A highly sensitive assay of RD1-specific IFN-γ production using real time quantitative PCR (qPCR) for two reporters - monokine-induced by IFN-γ (MIG) and the IFN-γ inducible protein-10 (IP10) was compared longitudinally with the ex vivo RD1-Elispot. Figure 3A: A head-to–head comparison was performed on 14 individuals on samples from 2 time-points 3 months apart.
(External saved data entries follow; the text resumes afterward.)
PR #5447, opened 2026-08-12
Add init container options for auto injections

dineshg13:
**Description:**  Add an optional initContainer configuration to each supported language

**Link to tracking Issue(s):** [<Issue number if applicable>](https://github.com/open-telemetry/opentelemetry-operator/issues/5485)

 

**Testing:** Tested locally via Kind cluster. 
 PS: Human (I) wrote this description. Most of the code is built using codex


swiatekm:
What do you need this for? I don't see any issue, nor does your change add documentation showing how these fields could be used.

dineshg13:
@swiatekm We (Datadog) have our own SDKs. They are OTel API compatible. We would like to use those SDKs with OTel operator.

A significant correlation was observed between fold change on the RD1 qPCR and change in SFC using the RD1-Elispot. Figure 3B: Data from SK068. Figure 3C: Data from SK036. Top panel displays RD1-Elispot data and bottom-panel displays RD1-qPCR data.

Figure 4. In- vitro culture reveals RD1-specific T cell responses.

Left-hand panel displays ex vivo IFN-gamma Elispot data from 4 individuals (SK378, SK383, SK167, and SK325) who were ex vivo Elispot negative at 2 time-points 3 months apart. Right-hand panel displays data from the same individuals following a cultured Elispot (14 day in vitro culture of PBMC with the ESAT-6 or CFP-10 peptides followed by IFN-gamma Elispot). All individuals had CD4 counts above 250.

Figure 5. Impact of ARVS on the RD1-specific T cell kinetic profile.

Figure 5 A–B: Summary of longitudinal data from 11 individuals who were placed on ARVs and had a consistent cut-off at all time-points tested. Figure 5A: Summary of ESAT-6-specific responses. Figure 5B: Summary of CFP-10-specific responses. Left-hand panel =  data from all 11 individuals. Right-hand panel =  Mean response plotted. The mean ESAT-6 spot-forming cells (SFC) at 3 months prior to ARV initiation was 7, and that for CFP-10 was 5 SFC. These responses declined to 2 SFC for ESAT-6 specific responses and 3 SFC for CFP-10 specific responses. Overall the mean response declined after the initiation of ARV therapy, however this did not reach statistical significance (ESAT-6: p = −0.1133, CFP-10: p = 0.1109 (paired t-test)).

Figure 6. Prospective monitoring of RD1- specific IFN-gamma Elispot responses does not predict progression to active TB.

Longitudinal Elispots are shown for SK 169, SK 236, SK325 and SK 351 all of whom progressed to active TB during the follow-up period and 2 of which (SK 325 and SK 351) were also subsequently placed on ARVS. TB Treatment was initiated shortly after diagnosis of active TB. Longitudinal CD4 and viral load data is also shown for all 4 individuals.